Closed wpm closed 7 years ago
Maybe the Stanford sentiment analysis, or IMDB dataset.
This Keras tutorial gets 95% accuracy on 20 Newsgroups.
I'm nowhere near this. I must have a bug.
I was confused about how what the data set for the Stanford Sentiment Treebank is. Is think the answer is that published results only consider full sentences.
Yoon Kim 2014 "Convolutional neural networks for sentence classification" gives results for a sequential neural net classifier over several different data sets.
First step is to assemble all the data sets described in this paper. Reproducing this paper's experiments with Mycroft's models would be the right thing to do for this issue.
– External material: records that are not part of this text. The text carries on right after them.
PR #1218, opened 2018-11-29
Add validate debug Prom endpoint

benraskin92:


src/query/api/v1/handler/prometheus/debugger/validate.go
```diff
@@ -0,0 +1,141 @@
...
+
+	var promDebug prometheus.PromDebug
+	if err := json.Unmarshal(data, &promDebug); err != nil {
+		logger.Error("unable to unmarshal data", zap.Error(err))
+		xhttp.Error(w, err, http.StatusBadRequest)
+		return
+	}
+
+	// fmt.Println(promDebug.Input)
+	s := debug.NewStorage(promDebug.Input)
```
nikunjgit: debug is not an informative package name. Maybe something like proxy ?

src/query/storage/debugger/storage.go
```diff
@@ -0,0 +1,137 @@
...
+	fetchResult, err := s.Fetch(ctx, query, options)
+	if err != nil {
+		return block.Result{}, err
+	}
+
+	fmt.Println("fetch blocks dps: ", fetchResult.SeriesList[0].Values().Datapoints())
+	return storage.FetchResultToBlockResult(fetchResult, query)
+}
+
+func DpToTS(promReadResp prometheus.PromResp, tagOptions models.TagOptions) ts.SeriesList {
```
nikunjgit: PromResultToSeriesList ?

src/query/storage/debugger/storage.go
```diff
@@ -0,0 +1,137 @@
...
+				},
+			},
+		)
+	}
+
+	return seriesList
+}
+
+func (s *debugStorage) Type() storage.Type {
+	s.RLock()
```
nikunjgit: don't need any locks here

src/query/api/v1/handler/prometheus/common.go
```diff
@@ -239,3 +239,30 @@ func RenderTagCompletionResultsJSON(
...
+	Value     string
+}
+
+// todo(braskin): use `Datapoint` instead of interface{} in values
+type PromResp struct {
+	Status string `json:"status"`
+	Data   struct {
+		ResultType string `json:"resultType"`
+		Result     []struct {
+			Metric struct {
```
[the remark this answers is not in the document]
benraskin92: Yeah I will - gonna clean up the pr and add some tests

src/query/storage/debugger/storage_test.go
```diff
@@ -0,0 +1,58 @@
...
+		{1543434985.200, "12"},
+		{1543434995.200, "14"},
+	}
+
+	promResult.Data.Result = append(promResult.Data.Result,
+		struct {
+			Metric map[string]string `json:"metric"`
+			Values [][]interface{}   `json:"values"`
+		}{
+			Values: vals,
```
benraskin92: Add tags here and test below

src/query/api/v1/handler/prometheus/common.go
```diff
@@ -361,3 +361,31 @@ func RenderSeriesMatchResultsJSON(
...
 }
+
+// nolint: structcheck, megacheck, unused
+type Datapoint struct {
+	Timestamp float64
+	Value     string
+}
+
+// nolint: structcheck, megacheck, unused
+type Datapoints []Datapoint
```
arnikola: Why nolint? If this is unused should delete it

src/query/api/v1/handler/prometheus/debugger/sample_data.json
```diff
@@ -0,0 +1,278 @@
+{
```
arnikola: Why not add in a sample with 100,000 datapoints to pad lines of code 😛  ?

src/query/api/v1/handler/prometheus/debugger/validate.go
```diff
@@ -0,0 +1,266 @@
...
+		scope:       scope,
+		readHandler: h,
+	}
+}
+
+func (h *PromDebugHandler) ServeHTTP(w http.ResponseWriter, r *http.Request) {
+	ctx := context.WithValue(r.Context(), handler.HeaderKey, r.Header)
+	logger := logging.WithContext(ctx)
+
+	data, err := ioutil.ReadAll(r.Body)
```
arnikola: Will need to close `r.Body`, `defer r.Body.Close()` before this line should do it

src/query/api/v1/handler/prometheus/debugger/validate.go
```diff
@@ -0,0 +1,266 @@
...
+	}
+
+	s, err := debug.NewStorage(promDebug.Input)
+	if err != nil {
+		logger.Error("unable to create storage", zap.Error(err))
+		xhttp.Error(w, err, http.StatusBadRequest)
+		return
+	}
+
+	h.engine = executor.NewEngine(s, h.scope.SubScope("debug_engine"))
```
arnikola: Should this be creating a new engine each time you run?

src/query/api/v1/handler/prometheus/debugger/validate.go
```diff
@@ -0,0 +1,266 @@
...
+
+	mismatches, err := validate(tsListToMap(promResults), tsListToMap(results))
+	if err != nil {
+		logger.Error("error validating results", zap.Error(err))
+		xhttp.Error(w, err, http.StatusBadRequest)
+		return
+	}
+
+	w.Header().Set("Content-Type", "application/json")
+	w.Header().Set("Access-Control-Allow-Origin", "*")
```
arnikola: Is this necessary in light of https://github.com/m3db/m3/pull/1217 ?

src/query/api/v1/handler/prometheus/debugger/validate.go
```diff
@@ -0,0 +1,266 @@
...
+
+type mismatch struct {
+	seriesName       string
+	promVal, m3Val   float64
+	promTime, m3Time time.Time
+}
+
+func validate(prom, m3 map[string]*ts.Series) ([][]mismatch, error) {
+	if len(prom) != len(m3) {
+		return [][]mismatch{}, errors.New("number of Prom series not equal to number of M3 series")
```
arnikola: You can return nil as first arg

src/query/api/v1/handler/prometheus/debugger/validate.go
```diff
@@ -0,0 +1,266 @@
...
+	}
+
+	var mismatches [][]mismatch
```
arnikola: Initialize this with a length

src/query/api/v1/handler/prometheus/debugger/validate.go
```diff
@@ -0,0 +1,266 @@
...
+
+	for id, promSeries := range prom {
+		var (
+			m3Series *ts.Series
+			exists   bool
+		)
+
+		if m3Series, exists = m3[id]; !exists {
+			return [][]mismatch{}, fmt.Errorf("series with id %s does not exist in M3 results", id)
```
arnikola: Should this error out or should it add this as a mismatched series?

src/query/api/v1/handler/prometheus/debugger/validate.go
```diff
@@ -0,0 +1,266 @@
...
+		}
+
+		promdps := promSeries.Values().Datapoints()
+		m3dps := m3Series.Values().Datapoints()
+
+		var mismatchList []mismatch
```
arnikola: initialize this with a length

src/query/storage/debugger/storage.go
```diff
@@ -0,0 +1,149 @@
...
+		return block.Result{}, err
+	}
+
+	return storage.FetchResultToBlockResult(fetchResult, query)
+}
+
+// PromResultToSeriesList converts a prom result to a series list
+func PromResultToSeriesList(promReadResp prometheus.PromResp, tagOptions models.TagOptions) ([]*ts.Series, error) {
+	results := promReadResp.Data.Result
+	// seriesList := make(map[string]*ts.Series, len(results))
```
arnikola: Delete this

src/query/storage/debugger/storage.go
```diff
@@ -0,0 +1,149 @@
...
+	seriesList := make([]*ts.Series, len(results))
+
+	for i, result := range results {
+		dps := make(ts.Datapoints, len(result.Values))
+		for i, dp := range result.Values {
+			dps[i].Timestamp = time.Unix(0, int64(dp[0].(float64))*int64(time.Second))
```
arnikola: Should probably check that len(dp) == 2

src/query/storage/debugger/storage.go
```diff
@@ -0,0 +1,149 @@
...
+
+			tagsIdx++
+		}
+
+		tags := models.Tags{
+			Opts: tagOptions,
+			Tags: tagSlice,
+		}
+
+		name, _ := tags.Name()
```
arnikola: Will need to check second param and error if it's not found

src/query/storage/debugger/storage.go
```diff
@@ -0,0 +1,149 @@
...
+			if err != nil {
+				return nil, err
+			}
+			dps[i].Value = s
+		}
+
+		tagSlice := make([]models.Tag, len(result.Metric))
+		tagsIdx := 0
+		for name, val := range result.Metric {
+			tagSlice[tagsIdx] = models.Tag{
```
arnikola: Can just have `tagSlice = append(tagSlice...` rather than keeping the `tagsIdx` variable

src/query/storage/debugger/storage.go
```diff
@@ -0,0 +1,149 @@
...
+				Name:  []byte(name),
+				Value: []byte(val),
+			}
+
+			tagsIdx++
+		}
+
+		tags := models.Tags{
```
arnikola: Use `models.NewTags` and `tags.AddTags` instead

src/query/api/v1/handler/prometheus/debugger/validate_test.go
```diff
@@ -0,0 +1,155 @@
...
+
+	req, _ := http.NewRequest("POST", PromDebugURL+"?start=1543431465&end=1543435005&step=14&query=go_gc_duration_seconds", newBody())
+	recorder := httptest.NewRecorder()
+	debugHandler.ServeHTTP(recorder, req)
+
+	var mismatches MismatchesJSON
+	require.NoError(t, json.Unmarshal(recorder.Body.Bytes(), &mismatches))
+
+	assert.Len(t, mismatches.MismatchesList, 1)
+	assert.Len(t, mismatches.MismatchesList[0].Mismatches, 1)
```
arnikola: Pull `mismatches.MismatchesList[0].Mismatches` into a variable

src/query/api/v1/handler/prometheus/debugger/sample_data.json
benraskin92: Don't worry, I'm deleting this file :)

src/query/api/v1/handler/prometheus/debugger/validate.go
benraskin92: Yeah I discussed this with @nikunjgit and it's fine since it's a debug endpoint

src/query/api/v1/handler/prometheus/debugger/validate.go
benraskin92: I think error out since we return in the error the id of the series that's missing

src/query/api/v1/handler/prometheus/debugger/validate.go
benraskin92: We don't know the length upfront though so that wouldn't really save us anything, right? For example, every series could have a mismatch or none can.

src/query/api/v1/handler/prometheus/debugger/validate.go
benraskin92: Same comment as above, we don't know the length upfront.

src/query/storage/debugger/storage.go
benraskin92: Isn't indexing in more optimal?

benraskin92: Nevermind, didn't see `models.NewTags()`

src/query/api/v1/handler/prometheus/debugger/sample_data.json
arnikola: Make sure to make it a separate commit to really get those numbers up ;)

src/query/api/v1/handler/prometheus/debugger/validate.go
arnikola: When we don't know lengths beforehand we usually unit to a default value like 10 or something so it doesn't do a ton of copies at low numbers

src/query/api/v1/handler/prometheus/debugger/sample_data.json
benraskin92: Of course

src/query/api/v1/handler/prometheus/debugger/validate_test.go
```diff
@@ -149,7 +149,10 @@ func TestValidateEndpoint(t *testing.T) {
 	require.NoError(t, json.Unmarshal(recorder.Body.Bytes(), &mismatches))
 
 	assert.Len(t, mismatches.MismatchesList, 1)
-	assert.Len(t, mismatches.MismatchesList[0].Mismatches, 1)
-	assert.Equal(t, "__name__=go_gc_duration_seconds,instance=localhost:9090,job=prometheus,quantile=1,", mismatches.MismatchesList[0].Mismatches[0].Name)
-	assert.Equal(t, 0.012203, mismatches.MismatchesList[0].Mismatches[0].M3Val)
+
```
arnikola: nit: a little less whitespace? Typically we only add it after closing brackets

src/query/storage/debugger/storage.go
```diff
@@ -85,32 +85,32 @@ func PromResultToSeriesList(promReadResp prometheus.PromResp, tagOptions models.
 	for i, result := range results {
 		dps := make(ts.Datapoints, len(result.Values))
 		for i, dp := range result.Values {
+			if len(dp) != 2 {
+				continue
```
arnikola: This should probably error rather than just skipping it

src/query/api/v1/handler/prometheus/native/read.go
```diff
@@ -84,13 +85,26 @@ func NewPromReadHandler(
...
 
 func (h *PromReadHandler) ServeHTTP(w http.ResponseWriter, r *http.Request) {
+	result, params, err := h.ServeHTTPWithEngine(w, r, h.engine)
+	if err != nil {
+		return
+	}
+
+	// TODO: Support multiple result types
+	w.Header().Set("Content-Type", "application/json")
+	w.Header().Set("Access-Control-Allow-Origin", "*")
```
arnikola: Don't think this is necessary

src/query/storage/debugger/storage.go
```diff
@@ -0,0 +1,153 @@
...
+
+	for i, result := range results {
+		dps := make(ts.Datapoints, len(result.Values))
+		for i, dp := range result.Values {
+			if len(dp) != 2 {
+				return nil, errors.New("misformatted datapoint found")
+			}
+
+			dps[i].Timestamp = time.Unix(0, int64(dp[0].(float64))*int64(time.Second))
+			s, err := strconv.ParseFloat(dp[1].(string), 64)
```
arnikola: Might want to check type assertations work out here and above

src/query/api/v1/handler/prometheus/debugger/validate.go
```diff
@@ -0,0 +1,269 @@
...
+				}
+
+				if !math.IsNaN(m3dps[m3idx].Value) {
+					break
+				}
+
+				m3idx++
+			}
+
+			if m3idx > len(m3dps)-1 {
```
arnikola: Can you refactor the loop a bit to avoid having to do this here?

src/query/api/v1/handler/prometheus/debugger/validate.go
```diff
@@ -0,0 +1,269 @@
...
+
+		if len(mismatchList) > 0 {
+			mismatches = append(mismatches, mismatchList)
+		}
+	}
+
+	return mismatches, nil
+}
+
+func createMismatch(name string, promVal, m3Val float64, promTime, m3Time time.Time) mismatch {
```
arnikola: This function doesn't really do anything, can get rid of it?

src/query/storage/debugger/storage.go
andrewmains12: Maybe better just to resolve the TODO and use the datapoint type there? Doesn't seem necessary to have `Values` as `[][]interface{}`

src/query/api/v1/handler/prometheus/common.go
```diff
@@ -361,3 +361,22 @@ func RenderSeriesMatchResultsJSON(
 
 	return jw.Close()
 }
+
```
andrewmains12: Add some docs (either to the README, or linked from there) including sample usage?

src/query/api/v1/handler/prometheus/common.go
```diff
@@ -239,3 +239,30 @@ func RenderTagCompletionResultsJSON(
...
+	Data   struct {
+		ResultType string `json:"resultType"`
+		Result     []struct {
+			Metric struct {
+				Name     string `json:"__name__"`
+				Instance string `json:"instance"`
+				Job      string `json:"job"`
+				Quantile string `json:"quantile"`
+			} `json:"metric"`
+			Values [][]interface{} `json:"values"`
```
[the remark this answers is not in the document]
andrewmains12: +1

src/query/api/v1/handler/prometheus/debugger/validate.go
```diff
@@ -0,0 +1,269 @@
...
+	// PromDebugURL is the url for the Prom and m3query debugging tool
+	PromDebugURL = handler.RoutePrefixV1 + "/debug/validate_query"
+
+	// PromDebugHTTPMethod is the HTTP method used with this resource.
+	PromDebugHTTPMethod = http.MethodPost
+
+	mismatchCapacity = 10
+)
+
+// PromDebugHandler represents a handler for prometheus debug endpoint.
```
andrewmains12: Comment could be more informative--what does the prom debug endpoint do?

src/query/api/v1/handler/prometheus/debugger/validate.go
```diff
@@ -0,0 +1,269 @@
...
+	}
+}
+
+func (h *PromDebugHandler) ServeHTTP(w http.ResponseWriter, r *http.Request) {
+	ctx := context.WithValue(r.Context(), handler.HeaderKey, r.Header)
+	logger := logging.WithContext(ctx)
+
+	defer r.Body.Close()
+
+	data, err := ioutil.ReadAll(r.Body)
```
andrewmains12: Nit: you can read the stream directly like so: https://play.golang.org/p/IRWuwl2uY0E . Saves some err checking :)

src/query/api/v1/handler/prometheus/debugger/validate.go
```diff
@@ -0,0 +1,269 @@
...
+	if err != nil {
+		logger.Error("unable to create storage", zap.Error(err))
+		xhttp.Error(w, err, http.StatusBadRequest)
+		return
+	}
+
+	h.engine = executor.NewEngine(s, h.scope.SubScope("debug_engine"))
+	results, _, err := h.readHandler.ServeHTTPWithEngine(w, r, h.engine)
+	if err != nil {
+		logger.Error("unable to read data", zap.Error(err))
```
andrewmains12: Why is this a bad request? Seems like it might be a 500 instead?

src/query/api/v1/handler/prometheus/debugger/validate.go
```diff
@@ -0,0 +1,269 @@
...
+		logger.Error("error validating results", zap.Error(err))
+		xhttp.Error(w, err, http.StatusBadRequest)
+		return
+	}
+
+	w.Header().Set("Content-Type", "application/json")
+
+	if err := renderDebugMismatchResultsJSON(w, mismatches); err != nil {
+		logger.Error("unable to write back mismatch data", zap.Error(err))
+		xhttp.Error(w, err, http.StatusBadRequest)
```
andrewmains12: Same--this is definitely a server error, and not bad request.

src/query/api/v1/handler/prometheus/debugger/validate.go
```diff
@@ -0,0 +1,269 @@
...
+
+func validate(prom, m3 map[string]*ts.Series) ([][]mismatch, error) {
+	if len(prom) != len(m3) {
+		return nil, errors.New("number of Prom series not equal to number of M3 series")
+	}
+
+	mismatches := make([][]mismatch, 0, mismatchCapacity)
+
+	for id, promSeries := range prom {
+		var (
```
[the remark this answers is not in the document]
andrewmains12: +1 -- would let you get rid of the separate declaration.

src/query/api/v1/handler/prometheus/debugger/validate.go
```diff
@@ -0,0 +1,269 @@
...
+			return nil, fmt.Errorf("series with id %s does not exist in M3 results", id)
+		}
+
+		promdps := promSeries.Values().Datapoints()
+		m3dps := m3Series.Values().Datapoints()
+
+		mismatchList := make([]mismatch, 0, mismatchCapacity)
+
+		m3idx := 0
+		m3dp := m3dps[m3idx]
```
andrewmains12: Check that the lengths match?

src/query/api/v1/handler/prometheus/debugger/validate.go
```diff
@@ -0,0 +1,269 @@
...
+
+		for _, promdp := range promdps {
+			if math.IsNaN(promdp.Value) && !math.IsNaN(m3dp.Value) {
+				mismatchList = append(mismatchList, createMismatch(id, promdp.Value, m3dp.Value, promdp.Timestamp, m3dp.Timestamp))
+			}
+
+			for {
```
andrewmains12: Nit: I think this would be equivalently readable as a `for` condition, maybe with a comment

```
// advance past NaN's
for ; m3idx < len(m3dps) && math.IsNaN(m3dps[m3idx].Value); m3idx++ {}
```

src/query/api/v1/handler/prometheus/debugger/validate.go
```diff
@@ -0,0 +1,269 @@
...
+}
+
+func renderDebugMismatchResultsJSON(
+	w io.Writer,
+	mismatches [][]mismatch,
+) error {
+	jw := qjson.NewWriter(w)
+	jw.BeginObject()
+
+	jw.BeginObjectField("mismatches_list")
```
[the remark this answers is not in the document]
andrewmains12: +1 -- I think it'd be worth wrapping the response in a top-level object at the least, so we can extend it later:

```
{
  "correct": true,
  "mismatches": ...
}
```

src/query/api/v1/handler/prometheus/debugger/validate.go
```diff
@@ -0,0 +1,269 @@
...
+			if math.IsNaN(promdp.Value) && !math.IsNaN(m3dp.Value) {
+				mismatchList = append(mismatchList, createMismatch(id, promdp.Value, m3dp.Value, promdp.Timestamp, m3dp.Timestamp))
+			}
+
+			for {
+				if m3idx > len(m3dps)-1 {
+					break
+				}
+
+				if !math.IsNaN(m3dps[m3idx].Value) {
```
andrewmains12: What's the reasoning behind advancing past NaN's in the M3 response? Shouldn't we be checking that both sides of the comparison have NaN's in that case?

src/query/api/v1/handler/prometheus/debugger/validate.go
```diff
@@ -0,0 +1,269 @@
...
+
+			m3dp = m3dps[m3idx]
+			if (promdp.Value != m3dp.Value && !math.IsNaN(promdp.Value)) || !promdp.Timestamp.Equal(m3dp.Timestamp) {
+				mismatchList = append(mismatchList, createMismatch(id, promdp.Value, m3dp.Value, promdp.Timestamp, m3dp.Timestamp))
+			}
+
+			m3idx++
+		}
+
+		if len(mismatchList) > 0 {
```
andrewmains12: Seems like mismatchList should also be keyed by series name (same as the input)? That is, should it be a map instead?

src/query/api/v1/handler/prometheus/native/read.go
andrewmains12: Correct; `CORS` now gets set by middleware. Content-Type is still necessary though (we should probably factor that out too).

src/query/api/v1/handler/prometheus/native/read.go
```diff
@@ -84,13 +85,26 @@ func NewPromReadHandler(
...
+// ServeHTTPWithEngine returns query results from the storage
+func (h *PromReadHandler) ServeHTTPWithEngine(w http.ResponseWriter, r *http.Request, engine *executor.Engine) ([]*ts.Series, models.RequestParams, error) {
 	ctx := context.WithValue(r.Context(), handler.HeaderKey, r.Header)
 	logger := logging.WithContext(ctx)
 
 	params, rErr := parseParams(r)
 	if rErr != nil {
 		xhttp.Error(w, rErr.Inner(), rErr.Code())
-		return
+		return nil, emptyReqParams, rErr
```
andrewmains12: Will we end up calling `xhttp.Error` twice here? (looks like we call it again in the caller). Maybe we can just render results + errors in the caller. That would also eliminate the weird dichotomy between writing errors here but returning results.

src/query/storage/debugger/storage.go
```diff
@@ -0,0 +1,153 @@
...
+	"github.com/m3db/m3/src/query/models"
+	"github.com/m3db/m3/src/query/storage"
+	"github.com/m3db/m3/src/query/ts"
+)
+
+type debugStorage struct {
+	seriesList []*ts.Series
+}
+
+// NewStorage creates a new debug storage instance.
```
andrewmains12: Comment (or the type comment) could use more detail; this is kind of a "X is X" comment.

src/query/api/v1/handler/prometheus/common.go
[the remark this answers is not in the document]
benraskin92: I'll do this in a follow up pr - it's a bit more involved unfortunately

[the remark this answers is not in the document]
andrewmains12: Sure fair enough. Involved how so? Are there actual different types that get stuffed in there?

src/query/api/v1/handler/prometheus/debugger/validate.go
arnikola: M3query populates NaNs at steps between datapoints, which prom does not, it just has the next point

andrewmains12: Cool gtk. @benraskin92 maybe worth adding that as a comment here?

src/query/api/v1/handler/prometheus/debugger/validate.go
```diff
@@ -0,0 +1,269 @@
...
+
+	mismatches, err := validate(tsListToMap(promResults), tsListToMap(results))
+	if err != nil {
+		logger.Error("error validating results", zap.Error(err))
+		xhttp.Error(w, err, http.StatusBadRequest)
+		return
+	}
+
+	w.Header().Set("Content-Type", "application/json")
+
```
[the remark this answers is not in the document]
benraskin92: Not sure. @nikunjgit you know?

src/query/storage/debugger/storage.go
benraskin92: I'll do this in a follow up pr

src/query/api/v1/handler/prometheus/debugger/validate.go
benraskin92: I like having this, makes it easier.

andrewmains12: If you're keeping it, rename to `newMismatch`?

arnikola: Doesn't really change much, and end up copying a bunch of variables without much upside

src/query/api/v1/handler/prometheus/debugger/validate.go
benraskin92: Most of the time Prom doesn't have NaN's (they just dont have any datapoint) and when they do I have a check above

src/query/api/v1/handler/prometheus/common.go
benraskin92: I'll add docs in follow up pr (have that on my to-do)

src/query/api/v1/handler/prometheus/debugger/validate.go
andrewmains12: 👍 makes sense. Add a brief comment?

src/query/api/v1/handler/prometheus/debugger/validate.go
benraskin92: promdps and m3dps?

src/query/api/v1/handler/prometheus/debugger/validate.go
benraskin92: I like it

src/query/api/v1/handler/prometheus/debugger/validate.go
andrewmains12: Yeah, though I suppose the lengths wouldn't match in the presence of NaN's. If prom never has NaN's, maybe the better comparison would be to filter out NaN's from the M3 response, and then compare the two lists. Would that work?

src/query/api/v1/handler/prometheus/native/read.go
benraskin92: Hmm not quite sure I understand, you mean move the `xhttp.Error` code to `ServeHTTP`?

src/query/api/v1/handler/prometheus/common.go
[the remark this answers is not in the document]
benraskin92: Well I think we'd need to write a custom unmarshaller, which isn't the end of the world, but id rather get this out so at least internally we can start debugging stuff then work on performance (not that this tool really needs to be that performant...)

src/query/api/v1/handler/prometheus/debugger/validate.go
benraskin92: Yeah but then at that point, we might as well just do the validation?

MR Movie reviews with one sentence per review. Classification involves detecting positive/negative reviews (Pang and Lee, 2005, Seeing stars: Exploiting class relationships for sentiment categorization with respect to rating scales).
Movie reviews grouped by author. 3-class and 4-class sentiment ranking. 10-fold cross-validation. Results reported by author. Accuracy in the 60-70% range.
SST-1 Stanford Sentiment Treebank—an extension of MR but with train/dev/test splits provided and fine-grained labels (very positive, positive, neutral, negative, very negative), re-labeled by (Socher et al. 2013, Recursive Deep Models for Semantic Compositionality Over a Sentiment Treebank).
SST-2 Same as SST-1 but with neutral reviews removed and binary labels.
SUBJ Subjectivity dataset where the task is to classify a sentence as being subjective or objective (Pang and Lee, 2004, A sentimental education: sentiment analysis using subjectivity summarization based on minimum cuts).
2 classes, 10-fold cross validation, accuracies in the 80-90% range.
TREC TREC question dataset—task involves classifying a question into 6 question types (whether the question is about person, location, numeric information, etc.) (Li and Roth, 2002, Learning Question Classifiers).
CR Customer reviews of various products (cameras, MP3s etc.). Task is to predict positive/negative reviews (Hu and Liu, 2004, Mining and Summarizing Customer Reviews).
MPQA Opinion polarity detection subtask of the MPQA dataset (Wiebe et al., 2005, Annotating Expressions of Opinions and Emotions in Language).
Looks like the data set contains GATE parses instead of just plain text. This is a little trickier to work with.
The CR link is 404. (And the paper is written in Microsoft Word. Ick.)
Partition | Longest Text | Vocabulary Size |
---|---|---|
Train | 55 | 1,864,603 |
Dev | 49 | 20,432 |
Test | 56 | 41,724 |
Set the sequence length to 60. Maybe increase the vocabulary size to 40,000.
Longest Text | Vocabulary Size |
---|---|
2,649 | 2,242,761 |
To call this done I need
for my best run of
on the following data sets
Plus the best accuracy I can find in the literature (probably just from the Yoon Kim paper) for each of these data sets.
Model | Data Set | Training Time | Loss | Accuracy |
---|---|---|---|---|
Conv | SST Fine | 52:04 | 1.55702 | 49.412 |
RNN | SST Fine | 1d 12:35:07 | 2.13949 | 51.200 |
BOW | SST Fine | < 20 min | 1.60353 | 22.965 |
Paragraph-Vec | SST Fine | 48.7 | ||
Conv | SST Coarse | 27:47 | 0.27419 | 92.796 |
RNN | SST Coarse | 17:51:46 | 0.58275 | 92.567 |
BOW | SST Coarse | < 20 min | 0.48611 | 76.730 |
CNN-multichannel | SST Coarse | 88.1 | ||
Conv | SUBJ | 0.16319 | 93.600 | |
RNN | SUBJ | 0.15511 | 94.200 | |
BOW | SUBJ | < 20 min | 0.31200 | 88.200 |
F-Dropout | SUBJ | 93.6 |
Parameter grid directions to explore:
Training runs with both train and dev data sets.
Use this code to reproduce published results for RNNs for text classification. Put the results and references in the README.
Nothing exhaustive, just reproduce something to show that it's working.